Coding for Ordered Composite DNA Sequences
Besart Dollma, Ohad Elishco, Eitan Yaakobi
TL;DR
This work introduces the ordered composite DNA channel, a model that decomposes a $k$-resolution composite sequence into $k$ ordered standard sequences and sends each through an independent channel. It develops two families of error-correcting codes for substitutions—$k$-resolution CECCs and $(e_0,\dots,e_{k-1})$-CECCs—and derives nontrivial upper and lower bounds on their cardinalities, including Levenshtein-type asymptotics and generalized sphere packing bounds. It extends the framework to deletions, providing deletion-specific bounds and systematic constructions using VT and Tenengolts codes. The results establish concrete coding strategies for reliable reconstruction of composite letters in DNA storage, with explicit bounds and constructions for both substitution and deletion errors, and identify open capacity questions for the ordered channel.
Abstract
To increase the information capacity of DNA storage, composite DNA letters were introduced.
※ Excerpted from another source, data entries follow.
PR #4510, opened 2025-01-07
Skip syncing perennial branches based on detected sync status

kevgo:
Perennial branches are unique in the sense that they don't get changes merged in from their parent. This means we know at the time we compile the sync program whether we even need to sync a perennial branch or not. This PR eliminates unnecessary syncs of perennial branches.

This reduces the time to run `make cuke` from 22.5 sec to 21.5 sec. :muscle: 

TODO: also apply this to contribution and observed branches?


kevgo:
This is now available as part of [Git Town 17.3](https://github.com/git-town/git-town/releases/tag/v17.3.0). Enjoy!

PR #4511, opened 2025-01-07
Enable linting in tools/tests_sorted

legeana:
- Add missing t.Parallel calls.
- Use %w in fmt.Errorf to wrap errors.
- Disable ireturn in matcher.
- Use string concatenation instead of fmt.Sprintf.
- Use matcher_test package for unit tests.
- Disable prealloc linter. It's generally not recommended as it is a premature optimisation to follow this without a good reason.

### DIFF
--- a/Makefile
+++ b/Makefile
@@ -72,6 +72,8 @@ lint-all: lint tools/rta@${RTA_VERSION}  # runs all linters
 	@(cd tools/stats_release && ../rta golangci-lint run)
 	@echo lint tools/structs_sorted
 	@(cd tools/structs_sorted && ../rta golangci-lint run)
+	@echo lint tools/tests_sorted
+	@(cd tools/tests_sorted && ../rta golangci-lint run --disable prealloc)
 	@echo lint tools/lint_steps
 	@(cd tools/lint_steps && ../rta golangci-lint run)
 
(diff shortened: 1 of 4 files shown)


kevgo:
Thanks for enabling the linters!

In my experience, the prealloc linter has been quite reliable—I’ve never encountered false positives with it. I recall reading that preallocating slices to their known size is considered a best practice, as it can reduce the number of allocations and minimize copying between backing arrays. Do you have any resources or links that explain why preallocating might be considered a premature optimization?

That said, for the Git Town codebase, this likely isn't a critical concern given the limited amount of data we handle. I'm fine with not using the prealloc linter if you prefer to leave it disabled.

legeana:
> In my experience, the prealloc linter has been quite reliable—I’ve never encountered false positives with it. I recall reading that preallocating slices to their known size is considered a best practice, as it can reduce the number of allocations and minimize copying between backing arrays. Do you have any resources or links that explain why preallocating might be considered a premature optimization?
> 
> That said, for the Git Town codebase, this likely isn't a critical concern given the limited amount of data we handle. I'm fine with not using the prealloc linter if you prefer to leave it disabled.

Let's continue in #4514.

PR #4513, opened 2025-01-07
Optimize syncing contribution and observed branches

kevgo:
Since contribution and observed branches don't merge in changes from their parent, their sync status is known at the time the VM program is compiled. This allows to determine whether they need to be synced at all at compile time.


kevgo:
This is now available as part of [Git Town 17.3](https://github.com/git-town/git-town/releases/tag/v17.3.0). Enjoy!

PR #4516, opened 2025-01-08
Fix CHANGELOG headings

FirelightFlagboy:
The `17.x.x` (`17.0.0` excluded) headings where not consistent with the rest of the document


stephenwade:
Thanks!

PR #4520, opened 2025-01-09
tools/tests_sorted: re-enable prealloc for consistency

### LINKED ISSUE #4514: Let's talk about prealloc linter
### Your message to us

Original messages by @kevgo consolidated by @legeana for a discussion in the same thread.

https://github.com/git-town/git-town/pull/4511#issuecomment-2576150680

In my experience, the prealloc linter has been quite reliable—I’ve never encountered false positives with it. I recall reading that preallocating slices to their known size is considered a best practice, as it can reduce the number of allocations and minimize copying between backing arrays. Do you have any resources or links that explain why preallocating might be considered a premature optimization?

That said, for the Git Town codebase, this likely isn't a critical concern given the limited amount of data we handle. I'm fine with not using the prealloc linter if you prefer to leave it disabled.

https://github.com/git-town/git-town/pull/4403#issuecomment-2576253870

I’d like to request that we don't disable the prealloc linter across the entire repo. The end-to-end test suite currently calls the Git Town executable over 1600 times. At this scale, even small inefficiencies can compound, making it worthwhile to tackle some of the low-hanging fruit around performance.

For context, there was a time when running make cuke took 18 minutes. Through targeted, data-driven optimizations, we've managed to bring that down to just 22 seconds today (on Apple Silicon running Asahi Linux—macOS remains slower due to filesystem bottlenecks). This makes it possible to lean on the end-to-end tests as part of development.

Here are a couple of examples of optimizations that made a meaningful impact on the test suite’s performance:

- https://github.com/git-town/git-town/pull/1441 found that creating a Git repo from scratch for each test was a major bottleneck. The solution involved setting up a fully configured Git environment once at the start of the test suite and cloning it for each test.
- https://github.com/git-town/git-town/pull/1447 found that disabling the garbage collector significantly reduces test suite runtime on CI (which is a severely performance constrained environment).

I'm curious about how you see this, and if I'm missing something. Let me know if you’d like more background or additional details! 🙂

legeana:
Closes #4514.

### DIFF
--- a/Makefile
+++ b/Makefile
@@ -74,7 +74,7 @@ lint-all: lint tools/rta@${RTA_VERSION}  # runs all linters
 	@echo lint tools/structs_sorted
 	@(cd tools/structs_sorted && ../rta golangci-lint run)
 	@echo lint tools/tests_sorted
-	@(cd tools/tests_sorted && ../rta golangci-lint run --disable prealloc)
+	@(cd tools/tests_sorted && ../rta golangci-lint run)
 	@echo lint tools/lint_steps
 	@(cd tools/lint_steps && ../rta golangci-lint run)
 
--- a/tools/tests_sorted/Makefile
+++ b/tools/tests_sorted/Makefile
@@ -3,6 +3,5 @@ help:  # prints all available targets
 
 test:  # runs all tests
 	go test ./...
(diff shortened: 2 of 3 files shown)


kevgo:
Thanks 🙏

PR #4549, opened 2025-02-04
setup assistant: add ff-only strategy for perennial branches

kevgo:


kevgo:
This is now available as part of [Git Town 18.0](https://github.com/git-town/git-town/releases/tag/v18.0.0).

PR #4611, opened 2025-03-26
hack/append/prepend: --propose flag

### LINKED ISSUE #4376: hack/append/prepend: --commit and --propose flags
The [boy scouts rule](https://innolution.com/resources/glossary/boy-scout-rule) is a  best practice that tooling like Git Town should make easy to perform, so that it happens more often. From https://egoless.engineering:

> We also needed to create the strong expectation that you’d leave things in a better state as you messed with other people’s stuff. That made people overjoyed to have you messing with their stuff. 

The way this is often done is to commit the cleanup into the same branch. Then either ship it as part of the branch, or extract the cleanup commit into its own branch. The former has the problem of mixing concerns, the latter is cumbersome because it requires running several commands: create the cleanup commit, create a new branch, move the commit, and propose the branch.

The most straightforward solution would be to commit the cleanup directly into a separate branch. Right now that also requires multiple commands to do. It would be nice if it was possible using a single command.

```zsh
> git town hack new-branch --commit
git checkout -b new-branch main
git commit
git checkout <old branch>
```

- `--commit` runs `git commit` on the new branch (requires stashed changes)
- `--propose` automatically proposes the new branch
- `--commit-message` commits using the given commit message (implies `--commit`)
- `--commit-all` stages all changes before committing (implies `--commit`)

kevgo:
resolves #4376


ruudk:
🤩 Can't wait to try this out. Friendly ping for a new tag 🥳

kevgo:
Thanks for the ping! I tried to get something else done for this release, but it's more complex, so I'm going to roll this out now.

kevgo:
It's available now: https://github.com/git-town/git-town/releases/tag/v18.2.0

We propose a novel channel model for composite DNA in which composite sequences are decomposed into ordered standard non-composite sequences. The model is designed to handle any alphabet size and composite resolution parameter. We study the problem of reconstructing composite sequences of arbitrary resolution over the binary alphabet under substitution errors. We define two families of error-correcting codes and provide lower and upper bounds on their cardinality. In addition, we analyze the case in which a single deletion error occurs in the channel and present a systematic code construction for this setting. Finally, we briefly discuss the channel's capacity, which remains an open problem.